This project was realized as part of my bachelor thesis at the Technical University of Chemnitz.
Problem
In production, disturbances during manufacturing and assembly can lead to suboptimal decisions made by foremen and workers based on their experience, affecting production plans and efficiency, increasing inventory costs, and potentially impacting customer satisfaction. RL algorithms have shown superhuman results in solving optimization problems with long time horizons. However, they struggle with generalization to unknown problems, limiting their real-world applicability, particularly in robotics.
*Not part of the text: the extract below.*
PR #2853, opened 2026-08-10
refactor(budget-optimizer): allocate_budget returns BudgetOptimizationResult

juanitorduz:
## Description

Re-land of #2801 onto `main`.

To address this, two training methods, Curriculum Learning and Reference State Initialization, are available. CL involves progressively more difficult tasks to teach RL algorithms complex tasks gradually, akin to the education of children and adolescents. Reference State Initialization exposes RL algorithms to various intermediate states during training. Both methods have the potential to improve generalization. However, current research primarily focuses on applications in robotics and language processing, leaving the investigation of their utility in enhancing RL algorithms' generalization capability in the production domain an open question.
Solution
To address uncertainties in manufacturing, the reinforcement learning algorithm must be capable of solving a variety of different problems or disruptions, including diverse combinations of disruption location, duration, and timing. During training, the reinforcement learning algorithm should not merely memorize the presented problems but rather learn the skills to solve them. Consequently, the improved generalization capability should enable the use of reinforcement learning algorithms in real manufacturing environments.
To achieve these goals, the generalization capability of reinforcement learning algorithms for order scheduling is intended to be enhanced through a training method. It involves implementing and evaluating the respective advantages of the two available training methods, Curriculum Learning and Reference State Initialization. The use of training methods should enable reinforcement learning algorithms to generalize from a few trained problems to as many unknown problems as possible.
Results
In this thesis, Curriculum Learning and Reference State Initialization training methods are applied for order scheduling in manufacturing, creating various environments based on manufacturing requirements. Agents trained using Curriculum Learning follow a predefined curriculum, while RSI initializes a random training environment at the start of each iteration. After training with Curriculum Learning and Reference State Initialization, agents can successfully solve both known and unknown manufacturing environments. The validation shows that both training methods improve generalization for known and unknown environments. Training in multiple environments makes agents less dependent on specific conditions, allowing them to handle disruptions at different times and locations. Reference State Initialization outperforms Curriculum Learning in enhancing reinforcement learning algorithms' generalization capability for order scheduling, with better results and simpler handling.
In summary, this research explores training methods to improve reinforcement learning algorithms' generalization for order scheduling in manufacturing, with Reference State Initialization emerging as a more effective and user-friendly approach compared to Curriculum Learning. This enhances reinforcement learning's ability to complement human decision-makers and production systems in the manufacturing domain.